_TASK ITEM_: This exercise calls for copying every line below that holds the word "which".

(Saved data entries)
++++++++++

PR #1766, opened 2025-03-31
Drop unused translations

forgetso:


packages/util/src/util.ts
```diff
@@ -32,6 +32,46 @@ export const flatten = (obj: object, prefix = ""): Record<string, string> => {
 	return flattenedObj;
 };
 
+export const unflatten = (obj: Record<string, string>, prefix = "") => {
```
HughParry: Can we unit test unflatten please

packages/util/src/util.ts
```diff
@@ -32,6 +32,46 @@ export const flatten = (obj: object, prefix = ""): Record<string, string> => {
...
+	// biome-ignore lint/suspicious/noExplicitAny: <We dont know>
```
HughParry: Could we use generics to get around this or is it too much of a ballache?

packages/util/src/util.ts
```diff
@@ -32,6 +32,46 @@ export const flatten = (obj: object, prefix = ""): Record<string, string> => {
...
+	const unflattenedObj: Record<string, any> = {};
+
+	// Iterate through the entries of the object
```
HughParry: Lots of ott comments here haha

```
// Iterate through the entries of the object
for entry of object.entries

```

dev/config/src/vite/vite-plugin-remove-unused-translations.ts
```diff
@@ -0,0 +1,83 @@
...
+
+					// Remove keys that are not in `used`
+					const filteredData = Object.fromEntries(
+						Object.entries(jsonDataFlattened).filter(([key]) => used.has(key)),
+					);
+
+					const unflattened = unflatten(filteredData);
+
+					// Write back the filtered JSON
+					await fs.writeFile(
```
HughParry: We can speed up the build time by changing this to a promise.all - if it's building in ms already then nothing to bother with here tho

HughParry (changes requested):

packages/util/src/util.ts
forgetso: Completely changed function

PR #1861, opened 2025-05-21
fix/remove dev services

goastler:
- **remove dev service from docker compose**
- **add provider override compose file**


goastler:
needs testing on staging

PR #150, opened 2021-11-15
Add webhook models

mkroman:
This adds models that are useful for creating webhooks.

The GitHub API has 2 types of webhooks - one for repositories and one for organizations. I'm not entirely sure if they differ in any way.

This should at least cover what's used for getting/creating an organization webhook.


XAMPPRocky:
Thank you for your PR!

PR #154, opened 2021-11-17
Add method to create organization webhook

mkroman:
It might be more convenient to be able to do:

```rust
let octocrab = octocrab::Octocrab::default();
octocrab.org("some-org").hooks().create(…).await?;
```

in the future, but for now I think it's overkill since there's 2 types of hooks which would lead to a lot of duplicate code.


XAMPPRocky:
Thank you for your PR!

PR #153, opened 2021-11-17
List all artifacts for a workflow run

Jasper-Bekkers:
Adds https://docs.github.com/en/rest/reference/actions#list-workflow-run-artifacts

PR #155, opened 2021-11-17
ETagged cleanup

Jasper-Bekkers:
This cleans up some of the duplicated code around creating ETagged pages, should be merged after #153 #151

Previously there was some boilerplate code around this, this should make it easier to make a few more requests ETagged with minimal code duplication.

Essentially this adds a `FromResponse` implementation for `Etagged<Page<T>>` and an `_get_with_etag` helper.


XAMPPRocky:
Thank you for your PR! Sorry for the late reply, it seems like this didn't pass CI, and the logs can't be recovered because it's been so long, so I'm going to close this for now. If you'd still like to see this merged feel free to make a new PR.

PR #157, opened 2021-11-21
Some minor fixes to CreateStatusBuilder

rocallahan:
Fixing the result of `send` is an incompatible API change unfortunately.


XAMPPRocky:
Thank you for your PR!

++++++++++

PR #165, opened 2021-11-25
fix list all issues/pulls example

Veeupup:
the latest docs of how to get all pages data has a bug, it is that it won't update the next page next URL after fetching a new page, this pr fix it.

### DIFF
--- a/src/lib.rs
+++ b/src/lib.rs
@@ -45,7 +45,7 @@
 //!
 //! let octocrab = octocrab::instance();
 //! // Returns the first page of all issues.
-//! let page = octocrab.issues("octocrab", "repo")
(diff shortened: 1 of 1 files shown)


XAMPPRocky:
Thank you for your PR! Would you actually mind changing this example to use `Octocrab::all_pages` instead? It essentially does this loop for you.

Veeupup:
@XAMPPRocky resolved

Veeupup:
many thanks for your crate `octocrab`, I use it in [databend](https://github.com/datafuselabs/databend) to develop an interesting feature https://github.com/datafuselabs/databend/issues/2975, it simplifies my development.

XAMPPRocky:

++++++++++

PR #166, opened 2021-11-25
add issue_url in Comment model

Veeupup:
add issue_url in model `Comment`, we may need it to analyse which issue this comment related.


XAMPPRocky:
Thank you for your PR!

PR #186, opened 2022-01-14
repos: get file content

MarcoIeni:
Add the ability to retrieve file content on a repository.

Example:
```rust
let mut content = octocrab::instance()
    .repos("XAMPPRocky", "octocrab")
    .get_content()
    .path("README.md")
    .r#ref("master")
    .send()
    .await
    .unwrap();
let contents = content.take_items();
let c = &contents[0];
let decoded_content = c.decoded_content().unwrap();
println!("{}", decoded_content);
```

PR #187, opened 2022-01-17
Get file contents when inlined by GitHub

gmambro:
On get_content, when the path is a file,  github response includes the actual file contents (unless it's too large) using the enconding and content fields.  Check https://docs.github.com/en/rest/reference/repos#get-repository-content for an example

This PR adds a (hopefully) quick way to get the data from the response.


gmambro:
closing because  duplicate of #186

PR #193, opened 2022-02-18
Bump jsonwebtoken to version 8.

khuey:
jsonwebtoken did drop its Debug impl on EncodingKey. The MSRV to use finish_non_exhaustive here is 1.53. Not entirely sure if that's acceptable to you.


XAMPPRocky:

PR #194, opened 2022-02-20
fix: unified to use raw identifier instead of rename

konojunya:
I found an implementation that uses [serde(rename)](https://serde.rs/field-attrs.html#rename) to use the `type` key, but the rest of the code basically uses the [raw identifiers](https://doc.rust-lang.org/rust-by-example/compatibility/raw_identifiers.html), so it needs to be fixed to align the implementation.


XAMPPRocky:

++++++++++

_OUTPUT OF THE EXERCISE_:
in the future, but for now I think it's overkill since there's 2 types of hooks which would lead to a lot of duplicate code.
add issue_url in model `Comment`, we may need it to analyse which issue this comment related.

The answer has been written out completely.